The Honda engine can be sold on Facebook marketplace and recoup a chuck of the cost of a new generator.


----------



## Mike Swafford (Sep 16, 2021)

drmerdp said:


> Have you tried an AVR? Call Powermate they might still have a listing for the alternator.
> 
> The Honda engine can be sold on Facebook marketplace and recoup a chuck of the cost of a new generator.
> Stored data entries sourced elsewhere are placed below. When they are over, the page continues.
PR #323, opened 2026-08-11
fix: strip the Cf runes the control-char passes miss on audit-review output

### LINKED ISSUE #294: fix(utils): control-char stripping misses Cf runes, so a recorded session can spoof the audit timeline
Found while reviewing #292.

## Problem

`utils.IsControlRune` only covers C0, DEL, and C1:

```go
// utils/utils.go:487-490
// IsControlRune reports whether r is a C0, DEL, or C1 control character (the last can introduce CSI/OSC on 8-bit terminals).
func IsControlRune(r rune) bool {
	return r < 0x20 || (r >= 0x7f && r <= 0x9f)
}
```

Unicode `Cf` (format) runes pass through untouched. The ones that matter here are the bidirectional controls—U+202A–U+202E (embedding and override) and U+2066–U+2069 (isolates)—which reorder how a terminal *displays* a string without changing its bytes. This is the Trojan Source class of attack, applied to output rather than source.

## Why it is reachable

Every consumer of this helper renders text that originated on a remote host or from another user:

| Call site | Input |
|---|---|
| `cmd/worksession/worksession_timeline.go:151` | recorded terminal output of a session |
| `cmd/worksession/worksession_timeline.go:267` | recorded session lines |
| `cmd/worksession/worksession_timeline.go:287,290` | uploaded and downloaded file names |
| `cmd/worksession/worksession_timeline.go:295` | commands run in the session |
| `cmd/event/render.go:76` | event channel strings |
| `cmd/websh/websh_records.go:61` | recorded websh output |

`alpacon work-session timeline` exists so a reviewer can read back what someone did. Anyone with websh access to a server can emit arbitrary bytes into that recording. A bidi override embedded in a command line makes the timeline display something other than what was recorded—in a product whose value is that every command is recorded and reviewable, that is the audit trail lying to the reviewer.

Not verified: whether the server sanitizes any of these fields before storing or serving them. If it does, the CLI-side gap is defence in depth rather than the only line.

## Proposal

Extend the predicate to cover `unicode.Cf`, or at minimum the bidi ranges, keeping the existing C0/DEL/C1 checks. `unicode.Is(unicode.Cf, r)` is the whole test; the tradeoff is that it also drops U+00AD (soft hyphen) and U+200B–U+200D (ZWSP/ZWNJ/ZWJ), which legitimate text in some scripts uses. Since every call site here writes to a terminal for human review rather than reproducing text faithfully, dropping them is likely the right default, but it should be a deliberate choice.

## Also noticed

`cmd/worksession/worksession_timeline.go:151` calls `StripControlChars` without `StripANSIEscapes`, unlike the four other call sites in the same file. ESC is `0x1b`, so the escape introducer is stripped and the rest of the sequence renders as literal text (`[31m`). Cosmetic, not a security issue, but the asymmetry looks unintended.

## Scope

- `utils/utils.go:487-490`
- Tests for the bidi ranges
- Decide the U+00AD / U+200B–U+200D question

jisung-02:
## Background

No Cf (Unicode format) rune carries a control byte, so `IsControlRune` misses all of them. Among them are the bidi controls U+202A-202E and U+2066-2069, which reorder what a terminal renders without changing a byte: a recorded `denied` can reach the reviewer's screen as `approved`. That makes it a Trojan Source attack aimed at the audit trail rather than at a compiler.

`a04efd2` added `utils.StripFormatChars` and `utils.SanitizeTerminalText` and covered most call sites. Three paths on the audit-review surface were still running the old `StripANSIEscapes` + `StripControlChars` pair, and a fourth bypassed the shared JSON writer entirely.

## Changes

- `utils.StripFormatAndANSI` names the format-then-escape order in one place (fb8396c). The order is load-bearing, not stylistic: a Cf rune buried in an escape sequence breaks the regex match and leaves the sequence's tail on screen as text. `SanitizeTerminalText` now composes it instead of spelling the order out again.
- `websh records`: `sanitizeRecord` let bidi overrides straight into the table (8572ae2). They are deleted rather than mapped to a space like the control bytes are, because a space would be indistinguishable from whitespace that was actually recorded and no Cf rune carries anything a reviewer needs. The trade is that legitimate non-Latin and emoji text comes out altered — a ZWJ emoji splits into its parts, Arabic joining breaks (c6f5766 corrects a comment that claimed width preservation instead).
- `work-session timeline`: `recordingPreview` stripped escapes, handled `\r` overwrites, then stripped control bytes, and a bidi override survived all three (73fb179). The format strip goes ahead of the escape strip rather than into the control pass at the end, because the `\r` overwrite handling in between needs `\r` alive.
- `work-session recording`: `printRecordingContent` stripped escape sequences only (2c6a5b1, 40579f5). This path shows the recording as it was recorded, so the C0 pass stays out and `\r` and the line endings survive; a bidi override has no such claim on the output. DEL and the C1 block do go (8499328) — U+009B is an 8-bit CSI, so a recorded `reboot` followed by U+009B `2K` erases itself and `rm -rf /` is what the reviewer reads. That is the same rune set `escapeJSONControls` already singles out. Both print helpers take an `io.Writer` so they can be tested at all.
- `work-session recording`: the header line took no strip of any kind (ff22534). `formatTimestamp` returns the server's string verbatim when it does not parse, so a stored `ESC[2J ESC[H` plus a bidi override cleared the reviewer's screen and reordered the header. Every sibling call site already wrapped this value; this one did not.
- `work-session timeline --output json`: `outputTimelineJSON` called `json.MarshalIndent` directly, bypassing the shared writer's `escapeJSONControls` (963d44e). `encoding/json` emits a bidi override verbatim, so the JSON path handed the terminal the reordering the table path already blocked. `PrintJSONValue` escapes rather than strips, so a decoder still reads the recorded value back unchanged. One side effect on this machine-readable surface: `FormatJSON` sets `SetEscapeHTML(false)` where `json.MarshalIndent` escapes HTML by default, so `&`, `<`, and `>` now come out literal instead of as `\u0026`, `\u003c`, `\u003e`. Decoder-equivalent, but a consumer grepping raw bytes would notice — and it does not make the CLI uniform: `PrintTable`'s JSON branch still marshals through `json.MarshalIndent`, so every list command keeps emitting `&`, `<`, `>`. Converging that one is its own change.

### Follow-ups from review

Findings from two review passes over the branch, each fixed here rather than deferred.

- `work-session recording`: `printRecordingContent` still let a bare ESC through (d970456). `ansiEscapeRE` ends an ESC-led form at `\x40-\x7e`, so a sequence whose final byte falls in `\x30-\x3f` never matches, and this is the one call site that follows `StripFormatAndANSI` with no control pass to sweep up the unmatched introducer. `ESC ( 0` switched the charset for the rest of the screen and `ESC 7` / `ESC 8` saved and restored the cursor, which is worse than the `\r` this path deliberately keeps: `\r` overwrites inside its own line, a restored cursor overwrites a line the reviewer already read. ESC is stripped after the regex rather than by widening the regex, so the change stays local — by that point anything the regex does match is gone, and leaving the tail as text is the trade `StripControlChars` already makes.
- `utils.IsC1OrDEL` names the DEL-and-C1 predicate that `escapeJSONControls` and `printRecordingContent` had each spelled out inline (8643b7c). Same rule, same reason, and widening one copy alone would have left a gap that reads as covered.
- `work-session timeline`: `formatDetails` wrapped every field it renders in `SanitizeTerminalText` except `websh_record`, which passed `MaskedRecord` to `TruncateString` raw (7c58b0b). MaskedRecord is the only verbatim terminal capture in the struct, so it was the wrong one to skip. Nothing leaked — `printTimelineTableTo` sanitizes the cell again and `escapeJSONControls` covers the JSON path — but the truncation order was visible: escape bytes spent the 60-rune budget, so a recording row showed less of the command than the command row beside it.
- `work-session recording`: `printRecordingContent` let SO and SI (`\x0e` / `\x0f`) through as well. SO invokes G1 into GL and the switch holds until SI or a reset — the same charset switch `ESC ( 0` performs, reached without an ESC. Both are C0 bytes, so the deliberate absence of a C0 pass on this path passed them straight to the screen. xterm in UTF-8 mode ignores the shift functions, but the Linux console, VTE, and PuTTY honor them, which is reviewer environment enough to close rather than document. BS, BEL, VT, and FF stay: like the `\r` this path keeps on purpose, they act inside their own line.
- The C1 case pinned only the two-byte UTF-8 form `C2 9B`. A recording of a program emitting 8-bit output carries the raw byte `0x9b`, which is invalid UTF-8, so `IsC1OrDEL` never decodes it — what keeps it off the terminal is `strings.Map` substituting U+FFFD for the invalid byte. That is an implicit stdlib property rather than a visible predicate, and a later rewrite into a byte loop would reopen it silently, so the raw form now has its own case. The same substitution is a fidelity change on the one path whose contract is "as it was recorded": invalid bytes used to reach the screen verbatim.

## Safety

The threat model is the reviewer's terminal, not the stored record. Nothing here rewrites what the server holds; each change is the last step before bytes reach a screen. Whether the server sanitizes these fields before serving them was not verified, so treat the CLI side as defence in depth rather than the only line.

`--output json` escapes instead of stripping, which keeps that path lossless for machine consumers while still safe to `cat`.

## Out of scope

U+2028 and U+2029 (Zl/Zp) are reached by no pass here — they are neither Cc nor Cf. The JSON path is safe either way, since both encoders escape them unconditionally, and xterm-family terminals do not honor them as line breaks, so the table path's practical risk is near zero. Anything downstream that does honor them (a web viewer, a log pipeline) would see a cell spill into a second row, which `utils/output.go:162-164` states as an invariant. Left for its own change rather than widened into this one.

The plain-text error path is the same harm class on a different surface: `CliError*` prints the message raw to stderr, and `parseAPIError` puts the server's `detail` — or the truncated body verbatim when it is not JSON — into that message, so a hostile or compromised server can land a bidi override or an escape sequence on the operator's terminal through any command's error output. The `--output json` error envelope already goes through `escapeJSONControls`; only the default text form is exposed. That is every command's stderr, not the audit-review surface this PR is scoped to, so it goes to its own issue rather than into this diff.

`ansiEscapeRE` itself keeps the narrow `\x40-\x7e` final-byte range; ECMA-48 allows `\x30-\x7e` for the nF forms. Every other caller runs a control pass afterwards, which removes the unmatched ESC and leaves the tail inert, so the gap has no other reachable consequence. Widening the regex would change what every sanitized string in the CLI looks like and belongs in its own change.

## Testing

- `go test -race -count=1 ./...` — 38 packages ok, no failures
- `golangci-lint run ./...` — 0 issues
- Every commit was checked out into a detached worktree and built and tested on its own; all pass
- `TestStripFormatChars` now pins all twelve members of `Bidi_Control` individually — the nine embedding, override, and isolate runes plus U+061C, U+200E, and U+200F, which the first version left out — and that the pass leaves control bytes to `StripControlChars`
- `TestRecordingPreview_StripsFormatCharBuriedInSequence` and the matching `sanitizeRecord` case pin the ordering: with the strips reversed, `\x1b[2<ZWJ>Kls` renders as `2Kls`
- `TestPrintRecordingHeader_SanitizesTimestamp` fails on the old code with `Recording 1/1 — \x1b[2J\x1b[H\u202eSPOOFED`
- `TestPrintRecordingContent_StripsC1Controls` fails on the old code with `reboot\^[2Krm -rf /`, and `TestPrintRecordingContent_KeepsControlBytes` still pins that `\r` survives
- `TestPrintRecordingContent_StripsUnmatchedEscapeIntroducers` covers the three forms `ansiEscapeRE` cannot match: `ESC ( 0`, `ESC 7` / `ESC 8`, `ESC # 3`
- `TestPrintRecordingContent_StripsShiftFunctions` fails on the old code with `a\x0eb\x0fc`
- `TestPrintRecordingContent_StripsRawC1Byte` pins the raw `0x9b` form down to the U+FFFD it becomes, so a rewrite away from `strings.Map` breaks the test rather than the protection
- `TestFormatDetails_WebshRecord_SanitizesBeforeTruncating` pins that the escape goes before the 60-rune cut

Closes #294

### DIFF
--- a/cmd/websh/websh_records.go
+++ b/cmd/websh/websh_records.go
@@ -55,7 +55,9 @@ Use --query to search records by command text (fuzzy match).`,
 }
 
 func sanitizeRecord(record string, width int) string {
-	record = utils.StripANSIEscapes(record)
+	// Format chars are deleted rather than spaced: they are zero-width, so a space
+	// in their place would widen the row beyond what was recorded.
+	record = utils.StripFormatAndANSI(record)
 	// Map control chars to spaces so they separate tokens instead of merging them.
 	record = strings.Map(func(r rune) rune {
 		if utils.IsControlRune(r) {
--- a/cmd/websh/websh_records.go
+++ b/cmd/websh/websh_records.go
@@ -55,8 +55,10 @@ Use --query to search records by command text (fuzzy match).`,
 }
 
 func sanitizeRecord(record string, width int) string {
-	// Format chars are deleted rather than spaced: they are zero-width, so a space
-	// in their place would widen the row beyond what was recorded.
+	// Format chars are deleted rather than spaced: a space would be
+	// indistinguishable from whitespace that was actually recorded, and no Cf rune
+	// carries anything a reviewer needs. The tradeoff is that legitimate text
+	// changes shape — a ZWJ emoji splits into its parts, Arabic joining breaks.
 	record = utils.StripFormatAndANSI(record)
 	// Map control chars to spaces so they separate tokens instead of merging them.
 	record = strings.Map(func(r rune) rune {
--- a/cmd/worksession/worksession_recording.go
+++ b/cmd/worksession/worksession_recording.go
@@ -81,11 +81,14 @@ func printRecordingHeader(w io.Writer, target *wsapi.TimelineItem, idx, total in
 
 func printRecordingContent(w io.Writer, raw string) {
 	// No full control pass: this path shows the recording as it was, so \r and the
-	// line endings have to survive. DEL and the C1 block are the exception — U+009B
-	// is an 8-bit CSI, so it opens a control sequence on a terminal that decodes
-	// them, and no C1 code point is content a recording can carry.
+	// line endings have to survive. DEL, the C1 block, and a bare ESC are the
+	// exception. ansiEscapeRE matches ESC-led forms ending in \x40-\x7e alone, so
+	// "ESC ( 0" and "ESC 7" get past it and still reach the reviewer's terminal,
+	// where they switch the charset and move the cursor off the line. Every matched
+	// sequence is already gone by here, so a leftover ESC is an introducer that
+	// failed to match and its tail belongs on screen as text.
 	content := strings.Map(func(r rune) rune {
-		if r == 0x7f || (r >= 0x80 && r <= 0x9f) {
+		if r == 0x1b || utils.IsC1OrDEL(r) {
 			return -1
 		}
 		return r
--- a/cmd/worksession/worksession_recording.go
+++ b/cmd/worksession/worksession_recording.go
@@ -81,14 +81,15 @@ func printRecordingHeader(w io.Writer, target *wsapi.TimelineItem, idx, total in
 
 func printRecordingContent(w io.Writer, raw string) {
 	// No full control pass: this path shows the recording as it was, so \r and the
-	// line endings have to survive. DEL, the C1 block, and a bare ESC are the
-	// exception. ansiEscapeRE matches ESC-led forms ending in \x40-\x7e alone, so
-	// "ESC ( 0" and "ESC 7" get past it and still reach the reviewer's terminal,
-	// where they switch the charset and move the cursor off the line. Every matched
-	// sequence is already gone by here, so a leftover ESC is an introducer that
-	// failed to match and its tail belongs on screen as text.
+	// line endings have to survive. ansiEscapeRE matches ESC-led forms ending in
+	// \x40-\x7e alone, so "ESC ( 0" and "ESC 7" get past it and switch the charset
+	// or move the cursor off the line. By here every matched sequence is gone, so a
+	// leftover ESC is an introducer that failed to match and its tail belongs on
+	// screen as text. SO and SI reach that same charset switch without an ESC and
+	// hold it until a reset; xterm in UTF-8 mode ignores them, the Linux console
+	// and VTE do not.
 	content := strings.Map(func(r rune) rune {
-		if r == 0x1b || utils.IsC1OrDEL(r) {
+		if r == 0x1b || r == 0x0e || r == 0x0f || utils.IsC1OrDEL(r) {
 			return -1
 		}
 		return r
--- a/cmd/worksession/worksession_recording.go
+++ b/cmd/worksession/worksession_recording.go
@@ -77,7 +77,9 @@ func printRecordingHeader(w io.Writer, target *wsapi.TimelineItem, idx, total in
 }
 
 func printRecordingContent(w io.Writer, raw string) {
-	content := utils.StripANSIEscapes(raw)
+	// No control pass: this path shows the recording as it was, so \r and the
+	// line endings have to survive.
+	content := utils.StripFormatAndANSI(raw)
 	_, _ = fmt.Fprint(w, content)
 	if len(content) > 0 && content[len(content)-1] != '\n' {
 		_, _ = fmt.Fprintln(w)
--- a/cmd/worksession/worksession_recording.go
+++ b/cmd/worksession/worksession_recording.go
@@ -71,7 +71,7 @@ func findRecording(recordings []wsapi.TimelineItem, index int) (*wsapi.TimelineI
 func printRecordingHeader(w io.Writer, target *wsapi.TimelineItem, idx, total int) {
 	header := fmt.Sprintf("Recording %d/%d", idx, total)
 	// formatTimestamp hands back the server's string whenever it fails to parse, so
-	// this line is a sink for whatever was stored, same as every other timeline cell.
+	// this line is a sink for whatever was stored.
 	if ts := utils.SanitizeTerminalText(resolveTimestamp(target.Timestamp)); ts != "" {
 		header += " — " + ts
 	}
--- a/cmd/worksession/worksession_recording.go
+++ b/cmd/worksession/worksession_recording.go
@@ -69,7 +69,9 @@ func findRecording(recordings []wsapi.TimelineItem, index int) (*wsapi.TimelineI
 
 func printRecordingHeader(w io.Writer, target *wsapi.TimelineItem, idx, total int) {
 	header := fmt.Sprintf("Recording %d/%d", idx, total)
-	if ts := resolveTimestamp(target.Timestamp); ts != "" {
+	// formatTimestamp hands back the server's string whenever it fails to parse, so
+	// this line is a sink for whatever was stored, same as every other timeline cell.
+	if ts := utils.SanitizeTerminalText(resolveTimestamp(target.Timestamp)); ts != "" {
 		header += " — " + ts
 	}
 	_, _ = fmt.Fprintln(w, header)
--- a/cmd/worksession/worksession_recording.go
+++ b/cmd/worksession/worksession_recording.go
@@ -2,6 +2,8 @@ package worksession
 
 import (
 	"fmt"
+	"io"
+	"os"
 
 	wsapi "github.com/alpacax/alpacon-cli/api/worksession"
 	"github.com/alpacax/alpacon-cli/client"
@@ -49,8 +51,8 @@ var workSessionRecordingCmd = &cobra.Command{
 			utils.CliUsageErrorEnvelopeWithExit(opRecording, "Recording index %d out of range (session has %d recording(s)).", recordingIndex, len(recordings))
 		}
 
-		printRecordingHeader(target, idx, len(recordings))
-		printRecordingContent(target.MaskedRecord)
+		printRecordingHeader(os.Stdout, target, idx, len(recordings))
+		printRecordingContent(os.Stdout, target.MaskedRecord)
 	},
 }
 
@@ -65,19 +67,19 @@ func findRecording(recordings []wsapi.TimelineItem, index int) (*wsapi.TimelineI
 	return &recordings[index-1], index
 }
 
-func printRecordingHeader(target *wsapi.TimelineItem, idx int, total int) {
+func printRecordingHeader(w io.Writer, target *wsapi.TimelineItem, idx, total int) {
 	header := fmt.Sprintf("Recording %d/%d", idx, total)
 	if ts := resolveTimestamp(target.Timestamp); ts != "" {
 		header += " — " + ts
 	}
-	fmt.Println(header)
-	fmt.Println()
+	_, _ = fmt.Fprintln(w, header)
+	_, _ = fmt.Fprintln(w)
 }
 
-func printRecordingContent(raw string) {
+func printRecordingContent(w io.Writer, raw string) {
 	content := utils.StripANSIEscapes(raw)
-	fmt.Print(content)
+	_, _ = fmt.Fprint(w, content)
 	if len(content) > 0 && content[len(content)-1] != '\n' {
-		fmt.Println()
+		_, _ = fmt.Fprintln(w)
 	}
 }
--- a/cmd/worksession/worksession_recording.go
+++ b/cmd/worksession/worksession_recording.go
@@ -4,6 +4,7 @@ import (
 	"fmt"
 	"io"
 	"os"
+	"strings"
 
 	wsapi "github.com/alpacax/alpacon-cli/api/worksession"
 	"github.com/alpacax/alpacon-cli/client"
@@ -79,9 +80,16 @@ func printRecordingHeader(w io.Writer, target *wsapi.TimelineItem, idx, total in
 }
 
 func printRecordingContent(w io.Writer, raw string) {
-	// No control pass: this path shows the recording as it was, so \r and the
-	// line endings have to survive.
-	content := utils.StripFormatAndANSI(raw)
+	// No full control pass: this path shows the recording as it was, so \r and the
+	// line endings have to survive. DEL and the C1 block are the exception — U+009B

Yep, I tried the AVR and brushes first, no luck. My ohm meter was telling me it has deeper problems, so I pulled it apart. Now I see some very dark colored windings, and that the rear bearing had been going out too, letting the rotor and stator rub, so I think it is junk now. Powermate says the gen head is discontinued and unavailable.


----------



## Mike Swafford (Sep 16, 2021)

ToolLover said:


> I looked for a genertor head for a B&S 10KW. I found several. Price was $7-800$ plus 2-300$'s shipping.
> All total was near $1000. I let it slide. Not worth the excessive cost and you still have an old generator.


Yes, the only match I found was in Arkansas, and a little over a grand before tax and shipping. Not an option.


----------



## Mike Swafford (Sep 16, 2021)

ToolLover said:


> I looked for a genertor head for a B&S 10KW. I found several. Price was $7-800$ plus 2-300$'s shipping.
> All total was near $1000. I let it slide. Not worth the excessive cost and you still have an old generator.


I saw a listing for Ryobi gen heads at less than $300, but I can't find out if they will bolt onto my engine or not. Talking with the vendors didn't help either, not sure if they even know what they are selling.


----------



## Mike Swafford (Sep 16, 2021)

Browse Deweb said:


> You might be able to find a used or "for parts" generator that has the GX390 engine, like this on on ebay:
> 
> 
> 
> ...


Any idea what the engine value might be? Considering it has that tapered shaft, and can't be used for some of the usual applications?


----------



## Browse Deweb (Jan 16, 2021)

Mike Swafford said:


> Any idea what the engine value might be? Considering it has that tapered shaft, and can't be used for some of the usual applications?


Good question. Maybe a couple hundred bucks if it runs well. You could try contacting James Condon by email and see if he has any ideas for you. He knows a lot about generator repairs:


https://www.youtube.com/user/jcondon2007/videos



Love his channel. Best generator repair videos on Youtube IMO.


----------



## exmar (Jun 29, 2015)

IME usually better to buy a new "whatever" than trying to find replacement parts for old stuff. I'd guess you can get a replacement for less than $1,000 with a three year warranty. Here's a Westinghouse I grabbed at Random at Amazon, everything is driven by price points, so that size, pick a manufacturer, price will be comparable. I love to tinker and bring back old stuff, but not in the dark, cold and snow (up here).  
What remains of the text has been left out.